Two pointers compare equal if and only if both are null pointers, both are pointers to the same object (including a pointer to an object and a subobject at its beginning) or function, both are pointers to one past the last element of the same array object, or one is a pointer to one past the end of one array object and the other is a pointer to the start of a different array object that happens to immediately follow the first array object in the address space.
C.11 §6.5.9¶5-6
So, here is an argument that it is well-defined:
(void *)&x == (void *)&x.z §6.7.2.1¶15, §6.5.9¶5-6
(void *)&x.z == &x.z.r §6.7.2.1¶15, §6.5.9¶5-6
(void *)&x == &x.z.r transitive equality
(struct foo *)(void *)&x == (void *)&x §6.3.2.3¶1, §6.5.9¶5-6
(struct foo *)(void *)&x == &x.z.r transitive equality
The last step above is the essence of initializing p and the assertion from the code in the question.
IMHO yes, apart on what strict interpretations of standard can make questionable, allocation of objects in memory follows the same rule on the same compiler: supply an address suitable for any kind of variable. Because each structure starts with its first variable for the transitive property the structure itself will be aligned to an address that suits any kind of variable. The latter close the doubt that different structures have different addresses, no modification can be made between conversions because the address definition follows the same rules. That's of course not true for following structure fields, which can be not contiguous to conform with alignment requirements of following fields.
If you operate on the first element of a structure it is guarantee that is the same as the first field of the structure itself.
Now have a look to one of the most diffused piece of software all around: the Independent JPEG group JPEGlib.
The whole software, compiled on many processors and machines, uses a technique that resembles C++ management passing structures wich beginning is always the same, but that holds many other, and different substructures and fields between calls.
This code compile and runs on anything from toys to PC's to tablets, etc...
Yes, in terms of language standard, your example is strictly conforming, thus, perfectly legal. This essentially comes from 2 quotes you provided (important is highlighted). The first one:
A pointer to void may be converted to or from a pointer to any object type.

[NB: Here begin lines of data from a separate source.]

PR #258, opened 2021-04-26
Removed print signal when choice buttons were created

Jowan-Spooner:
It's a small thing, but was annoyingly visible in the output console in your newest video @coppolaemilio.


coppolaemilio:
thanks!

This means that in your assignment in code we have a successfull cast from struct baz pointer to void pointer and, after that, successfull cast from void pointer to struct due to the fact that both pointers are aligned equally. If that was not the case, we would have undefined behaviour due to non-compliance to 6.3.2.3 that you provided.
And the second one:
68) In general, the concept ‘‘correctly aligned’’ is transitive: if a pointer to type A is correctly aligned for a pointer to type B, which in turn is correctly aligned for a pointer to type C, then a pointer to type A is correctly aligned for a pointer to type C.
And this one is more important. It does not state (nor should it) that types A and C must be the same which, in turn, allows them not to. The only restriction is the alingment.
That's pretty much it.
Of course, however, such manipulations are unsafe for obvious reasons.